Let's take a look at an example:

In [19]:
squad["train"][0]

{'id': '5733a6424776f41900660f52',
 'title': 'University_of_Notre_Dame',
 'context': 'The College of Engineering was established in 1920, however, early courses in civil and mechanical engineering were a part of the College of Science since the 1870s. Today the college, housed in the Fitzpatrick, Cushing, and Stinson-Remick Halls of Engineering, includes five departments of study – aerospace and mechanical engineering, chemical and biomolecular engineering, civil engineering and geological sciences, computer science and engineering, and electrical engineering – with eight B.S. degrees offered. Additionally, the college offers five-year dual degree programs with the Colleges of Arts and Letters and of Business awarding additional B.A. and Master of Business Administration (MBA) degrees, respectively.',
 'question': 'The College of Science began to offer civil engineering courses beginning at what time at Notre Dame?',
 'answers': {'text': ['the 1870s'], 'answer_start': [155]}}

There important fields here:

- `answers`: the starting location of the answer token and the answer text.
- `context`: background information from which the model needs to extract the answer.
- `question`: the question a model should answer.

#### Preprocessing
There are a few preprocessing steps particular to question answering tasks you should be aware of:

- Some examples in a dataset may have a very long context that exceeds the maximum input length of the model. To deal with longer sequences, truncate only the context by setting truncation="only_second".
- Next, map the start and end positions of the answer to the original context by setting `return_offset_mapping=True.`
- With the mapping in hand, now you can find the start and end tokens of the answer. Use the `sequence_ids` method to find which part of the offset corresponds to the question and which corresponds to the context.

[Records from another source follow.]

PR #1596, opened 2020-02-18
Fixed issue when having same dates - deleteLogsByDate method

afalhambra:
deleteLogsByDate method fixed by adding a delay of 1sec when starting up BPM processes in order to avoid issue with equal dates.

Previous fix didn't work completely as there were cases where some of the dates were equals between them and some of them not. For instance, out of 4 dates, 2 were equals between them and the other 2 were equals between them but different than the first two. So it is difficult to manage this scenario. 
One option would've been to use same data structure, either a hashset or a list for both, startDates and resultList but I think the easiest solution is to add a small delay of 1 second when starting up the processes. 
By doing this, we make sure the start dates are completely different one each other.

### DIFF
--- a/jbpm-test-coverage/src/test/java/org/jbpm/test/functional/log/ProcessInstanceLogCleanTest.java
+++ b/jbpm-test-coverage/src/test/java/org/jbpm/test/functional/log/ProcessInstanceLogCleanTest.java
@@ -22,6 +22,7 @@ import java.util.Date;
 import java.util.HashSet;
 import java.util.List;
 import java.util.Set;
+import java.util.concurrent.TimeUnit;
 import java.util.stream.Collectors;
 
 import org.assertj.core.api.Assertions;
@@ -90,7 +91,7 @@ public class ProcessInstanceLogCleanTest extends JbpmTestCase {
     }
 
     @Test
-    public void deleteLogsByProcessName() {
+    public void deleteLogsByProcessName() throws InterruptedException {
         KieSession kieSession = createKSession(HELLO_WORLD_PROCESS);
 
         startProcess(kieSession, HELLO_WORLD_PROCESS_ID, 2);
@@ -123,7 +124,7 @@ public class ProcessInstanceLogCleanTest extends JbpmTestCase {
     }
 
     @Test
-    public void deleteLogsByProcessId() {
+    public void deleteLogsByProcessId() throws InterruptedException {
         KieSession kieSession = createKSession(HELLO_WORLD_PROCESS);
 
         startProcess(kieSession, HELLO_WORLD_PROCESS_ID, 3);
@@ -156,7 +157,7 @@ public class ProcessInstanceLogCleanTest extends JbpmTestCase {
     }
 
     @Test
-    public void deleteLogsByVersion() {
+    public void deleteLogsByVersion() throws InterruptedException {
         KieSession kieSession = createKSession(HELLO_WORLD_PROCESS);
         startProcess(kieSession, HELLO_WORLD_PROCESS_ID, 7);
         disposeRuntimeManager();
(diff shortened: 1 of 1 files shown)


jbpm-test-coverage/src/test/java/org/jbpm/test/functional/log/ProcessInstanceLogCleanTest.java
```diff
@@ -223,7 +224,7 @@ public void deleteLogsWithStatusActive() {
 
     @Test
     @BZ("1188702")
-    public void deleteLogsByDate() {
+    public void deleteLogsByDate() throws InterruptedException {
```
MarianMacik: If only this test is problematic, I would add a delay just here, otherwise we will be prolonging all tests in the class.

afalhambra: problem is only happening for that particular test method, however, the problem itself is the call to the method 

`startProcess(kieSession, HELLO_WORLD_PROCESS_ID, 4);`

That's the one which is starting 4 processes at same time - for the code above.

So far, the issue is only happening for that test method, but it might affect future test cases calling the same "startProcess" method.

Another option, would be to create a new method overloaded called "startProcess", passing a delay in miliseconds for instance.

I'd prefer this option - what do you think @MarianMacik?

gmunozfe: yes, having a different method seems more clear.

One second delay is too much, perhaps 5-10 ms is enough as precision is per millisecond.

MarianMacik: +1 @afalhambra

jbpm-test-coverage/src/test/java/org/jbpm/test/functional/log/ProcessInstanceLogCleanTest.java
```diff
@@ -385,9 +380,10 @@ private void abortProcess(KieSession kieSession, long pid) {
         }
     }
 
-    private List<ProcessInstance> startProcess(KieSession kieSession, String processId, int count) {
+    private List<ProcessInstance> startProcess(KieSession kieSession, String processId, int count) throws InterruptedException {
         List<ProcessInstance> piList = new ArrayList<ProcessInstance>();
         for (int i = 0; i < count; i++) {
+            TimeUnit.MILLISECONDS.sleep(1000);
```
gmunozfe: Reduce sleep time (probably a few milliseconds is enough)

afalhambra: agree

jbpm-test-coverage/src/test/java/org/jbpm/test/functional/log/ProcessInstanceLogCleanTest.java
afalhambra: Done. Updated.

afalhambra:
> I had one other option in my mind without the sleep - check if

But problem with that is the following scenario which I was able to reproduce in Jenkins with further logs enabled:

1st Date = 22/02/2020 00:00:01.0001
2nd Date = 22/02/2020 00:00:01.0001
3rd Date = 22/02/2020 00:00:01.0002
4th Date = 22/02/2020 00:00:01.0002

As you can see under this scenario, first two dates are equals, so are last two. In this case, not all 3 will be deleted...

This is issue I noticed on Jenkins.

MarianMacik:
In that case all 4 will be deleted. (you construct the startDates Set froom 2nd, 3rd, 4th which will contain both dates) And you know it by the fact that 1st Date will be in the Set made from 2nd, 3rd and 4th Date. So if it is there, all 4 are deleted. If not, then just 3 of them will be deleted. But maybe I am missing something :)

PR #1599, opened 2020-02-24
6.5.x

Sandeepg20:
Am just looking at the timer stuck issue on jbpm6.5 with perprocess instance default timer


MarianMacik:
Hi @Sandeepg20. `6.5.x` is no longer under development, but please feel free to create a JIRA describing your issue. I unfortunately cannot see your commit in the PR, so I am not sure what the issue really is about.

PR #1603, opened 2020-03-09
[RHPAM-2774] AchievedAtDate for milestone is not preserved when case is reopen

elguardian:
modify query for milestones as a plain value object

### DIFF
--- a/jbpm-case-mgmt/jbpm-case-mgmt-impl/src/main/java/org/jbpm/casemgmt/impl/CaseRuntimeDataServiceImpl.java
+++ b/jbpm-case-mgmt/jbpm-case-mgmt-impl/src/main/java/org/jbpm/casemgmt/impl/CaseRuntimeDataServiceImpl.java
@@ -340,44 +340,47 @@ public class CaseRuntimeDataServiceImpl implements CaseRuntimeDataService, Deplo
 
     @Override
     public Collection<CaseMilestoneInstance> getCaseInstanceMilestones(String caseId, boolean achievedOnly, QueryContext queryContext) {
-        ProcessInstanceDesc pi = runtimeDataService.getProcessInstanceByCorrelationKey(correlationKeyFactory.newCorrelationKey(caseId));        
+        ProcessInstanceDesc pi = runtimeDataService.getProcessInstanceByCorrelationKey(correlationKeyFactory.newCorrelationKey(caseId));
         if (pi == null || !pi.getState().equals(ProcessInstance.STATE_ACTIVE)) {
             throw new CaseNotFoundException("No case instance found with id " + caseId + " or it's not active anymore");
         }
         CorrelationKey correlationKey = correlationKeyFactory.newCorrelationKey(caseId);
-        
-        Collection<org.jbpm.services.api.model.NodeInstanceDesc> nodes = runtimeDataService.getNodeInstancesByCorrelationKeyNodeType(correlationKey, 
-                                                                                                Arrays.asList(ProcessInstance.STATE_ACTIVE), 
-                                                                                                Arrays.asList("MilestoneNode"), 
-                                                                                                queryContext);
-        
-        Collection<Long> completedNodes = nodes.stream().filter(n -> ((NodeInstanceDesc)n).getType() == 1).map(n -> n.getId()).collect(toList());
-        Predicate<org.jbpm.services.api.model.NodeInstanceDesc> filterNodes = null;
-        if (achievedOnly) {            
-            filterNodes = n -> ((NodeInstanceDesc)n).getType() == 1;             
-        } else {
-            filterNodes = n -> ((NodeInstanceDesc)n).getType() == 0;
-        }
-        List<String> foundMilestones = new ArrayList<>();
-        
-        List<CaseMilestoneInstance> milestones = nodes.stream()
-        .filter(filterNodes)
-        .map(n -> {
-            foundMilestones.add(n.getName());
-            return new CaseMilestoneInstanceImpl(String.valueOf(n.getId()), n.getName(), completedNodes.contains(n.getId()), n.getDataTimeStamp());        
-        })
-        .collect(toList());
-        
+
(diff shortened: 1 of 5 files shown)


jbpm-case-mgmt/jbpm-case-mgmt-impl/src/main/java/org/jbpm/casemgmt/impl/CaseRuntimeDataServiceImpl.java
```diff
@@ -340,43 +340,36 @@ public CaseDefinition getCase(String deploymentId, String caseDefinitionId) {
...
+                                                                                                                                     queryContext);
+
+        // achieved milestones
+        Map<String, List<CaseMilestoneInstance>> milestonesGroup = nodes.stream()
+                                                                        .map(n -> (NodeInstanceDesc) n)
+                                                                        .filter(n -> n.getType() == 1)
+                                                                        .map(n -> new CaseMilestoneInstanceImpl(String.valueOf(n.getId()), n.getName(), true, n.getDataTimeStamp()))
+                                                                        .collect(Collectors.groupingBy(CaseMilestoneInstance::getName));
+
+        List<CaseMilestoneInstance> milestones = milestonesGroup.values().stream().map(e -> e.stream().min((o1, o2) -> o1.getAchievedAt().compareTo(o2.getAchievedAt())).get()).collect(toList());
```
gmunozfe: The map contains lists with one element, so ordering is applying to that list and therefore not working.
Perhaps you can order after generating the list of CaseMilestoneInstance.

`milestones.sort(Comparator.comparing(CaseMilestoneInstance::getAchievedAt));`

elguardian: Not really sure I understand your comments. If a case is cancelled and then reopen it should contain at least two elements and so on ?... do you mind to check again ?

gmunozfe: I meant for the failing test, which contained only one element per key, and the list obtained from the map was not ordered. Now, it's working fine, thanks!

gmunozfe:
Check this scenario:

No milestone achieved before cancelling case. After reopening, milestone is achieved.
When retrieving milestones, however, _achievedAt_ date corresponds to _processInstanceId=1_, when during that instance, no milestone was achieved (it was achieved for _proccessInstanceId=2_).

It seems like that node is updated to _completed=true_, when it shouldn't:

_NodeInstanceDesc{id=1, nodeId=PID__d78219e8-fdde-4c24-9ed6-8864d7b2d26b, nodeUniqueId=PID__d78219e8-fdde-4c24-9ed6-8864d7b2d26b, name=All work done, deploymentId=org.jbpm.cases:case-module:1.0.0, **processInstanceId=1**, type=MilestoneNode, **completed=true**, dataTimeStamp=2020-03-09 18:04:02.748}]_

elguardian:
you were right @gmunozfe but there was not a way to know the type of node exit. I just added the flat to the node instance log to be able to discriminate between them. This should work.

gmunozfe:
works fine, thanks @elguardian, awesome job!

elguardian:
@gmunozfe I need you check the scripting node instance log new column and feedback

jbpm-installer/src/test/resources/ddl60/postgresql/postgresql-jbpm-schema.sql
```diff
@@ -130,6 +130,7 @@
         processInstanceId int8 not null,
         type int4 not null,
         workItemId int8,
+        skipable boolean,
```
gmunozfe: shouldn't it be "cancel"?

jbpm-installer/src/test/resources/ddl60/db2/db2-jbpm-schema.sql
```diff
@@ -130,6 +130,7 @@
         processInstanceId bigint not null,
         type integer not null,
         workItemId bigint,
+        cancel smallint not null,
```
gmunozfe: do we need to update ddl60 schemas? my understanding is that this is used to test migration from 6.0 to 7.x

jbpm-case-mgmt/jbpm-case-mgmt-impl/src/main/java/org/jbpm/casemgmt/impl/CaseRuntimeDataServiceImpl.java
```diff
@@ -340,44 +340,47 @@ public CaseDefinition getCase(String deploymentId, String caseDefinitionId) {
...
-        
-        return applyPagination(milestones, queryContext);
+
+        List<CaseMilestoneInstance> sortedMilestones = milestones.stream().sorted(this::compareMilestones).collect(toList());
+        return applyPagination(sortedMilestones, queryContext);
+    }
+
+    private int compareMilestones(CaseMilestoneInstance o1, CaseMilestoneInstance o2) {
+        if (o1.getAchievedAt() == null) {
+            return -1;
```
gmunozfe: if both are null, shouldn't it return 0?

elguardian: null <> null = true... null == null = false... depends on our view.

jbpm-installer/src/test/resources/ddl60/db2/db2-jbpm-schema.sql
elguardian: this flag will be changed in exchange for new type of nodeinstancelog

elguardian:
depends on https://github.com/kiegroup/droolsjbpm-knowledge/pull/431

To apply the preprocessing function over the entire dataset, `map` function. You can speed up the map function by setting `batched=True` to process multiple elements of the dataset at once.

In [44]:
def preprocess_function(examples):
    questions = [q.strip() for q in examples["question"]]
    inputs = tokenizer(
        questions,
        examples["context"],
        max_length=128,
        truncation="only_second",
        return_offsets_mapping=True,
        padding="max_length",
    )

    offset_mapping = inputs.pop("offset_mapping")
    answers = examples["answers"]
    start_positions = []
    end_positions = []

    for i, offset in enumerate(offset_mapping):
        answer = answers[i]
        start_char = answer["answer_start"][0]
        end_char = answer["answer_start"][0] + len(answer["text"][0])
        sequence_ids = inputs.sequence_ids(i)

        idx = 0
        while sequence_ids[idx] != 1:
            idx += 1
        context_start = idx
        while sequence_ids[idx] == 1:
            idx += 1
        context_end = idx - 1

        if offset[context_start][0] > end_char or offset[context_end][1] < start_char:
            start_positions.append(0)
            end_positions.append(0)
        else:
            idx = context_start
            while idx <= context_end and offset[idx][0] <= start_char:
                idx += 1
            start_positions.append(idx - 1)

            idx = context_end
            while idx >= context_start and offset[idx][1] >= end_char:
                idx -= 1
            end_positions.append(idx + 1)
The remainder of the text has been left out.